Causal Layering via Conditional Entropy

Feigenbaum, Itai, Arpit, Devansh, Wang, Huan, Heinecke, Shelby, Niebles, Juan Carlos, Yao, Weiran, Xiong, Caiming, Savarese, Silvio

arXiv.org Artificial Intelligence 

One important task in causal discovery is the recovery of a topological ordering of the underlying graph, which in the context of causality is an ordering of the nodes which places causes before effects. Other than the importance of such ordering in its own right, it is also highly useful for discovering the full graph [Teyssier and Koller, 2005]. A topological ordering which doesn't unnecessarily break all ties is called a layering [Tamassia, 2013]. Given a graph, repeated removal of sources or sinks yields a layering: we denote these algorithms as repeated-SOUrceRemoval (SOUR) and repeatedSInkRemoval (SIR), both are simple and probably known variants of Kahn's Algorithm [Kahn, 1962]. Of course, in causal discovery, we are not given the graph, so implementing SOUR/SIR is not straightforward.
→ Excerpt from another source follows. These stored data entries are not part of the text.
PR #468, opened 2019-12-16
Deprecate InProcess Execution

### LINKED ISSUE #454: Deprecate in-process execution
See #444

CharliePoole:
Fixes #454

### DIFF
--- a/src/Common/testcentric.common/Options/CommandLineOptions.cs
+++ b/src/Common/testcentric.common/Options/CommandLineOptions.cs
@@ -50,7 +50,7 @@ namespace TestCentric.Gui
             this.Add("run", "Automatically run the loaded tests.",
                 v => RunAllTests = v != null);
 
-            this.Add("process=", "{PROCESS} isolation for test assemblies. Values: InProcess, Separate, Multiple. If not specified, defaults to Separate for a single assembly or Multiple for more than one.",
+            this.Add("process=", "{PROCESS} isolation for test assemblies. Values: InProcess, Separate, Multiple. If not specified, defaults to Separate for a single assembly or Multiple for more than one. Option Single is permitted but DEPRECATED and will be removed in a future release.",
                 v =>
                 {
                     if (CheckRequiredValue(v, "--process", "InProcess", "Separate", "Multiple"))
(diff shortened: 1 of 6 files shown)


src/Common/testcentric.common/Options/CommandLineOptions.cs
```diff
@@ -50,7 +50,7 @@ public CommandLineOptions(params string[] args)
             this.Add("run", "Automatically run the loaded tests.",
                 v => RunAllTests = v != null);
 
-            this.Add("process=", "{PROCESS} isolation for test assemblies. Values: InProcess, Separate, Multiple. If not specified, defaults to Separate for a single assembly or Multiple for more than one.",
+            this.Add("process=", "{PROCESS} isolation for test assemblies. Values: InProcess, Separate, Multiple. If not specified, defaults to Separate for a single assembly or Multiple for more than one. Option Single is permitted but DEPRECATED and will be removed in a future release.",
```
mikkelbu: This is confusing for a user. I would prefer "Option InProcess is permitted but DEPRECATED and will be removed in a future release."

src/Common/testcentric.common/Options/CommandLineOptions.cs
```diff
@@ -67,7 +67,7 @@ public CommandLineOptions(params string[] args)
                         MaxAgents = val;
                 });
 
-            this.Add("inprocess", "Synonym for --process.InProcess.",
+            this.Add("inprocess", "Synonym for --process.InProcess. DEPRECATED: This option will be removed in a future release.",
```
mikkelbu: Perhaps
`"Synonym for --process=InProcess...`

In this paper, we propose a new method for causal discovery of layerings of discrete random variables, which implements SOUR/SIR without direct access to the graph, but with access to a conditional entropy oracle for the data instead. We show that, under some assumptions, we can separate sources from non-sources and sinks from non-sinks by comparing their conditional entropy (with appropriate conditioning) to their unconditional noise entropy. Specifically, when repeatedly removing sources and conditioning on all removed variables, we show that the conditional entropy of new sources equals the conditional entropy of their noise, while the conditional entropy of non-sources is larger than the entropy of their noise.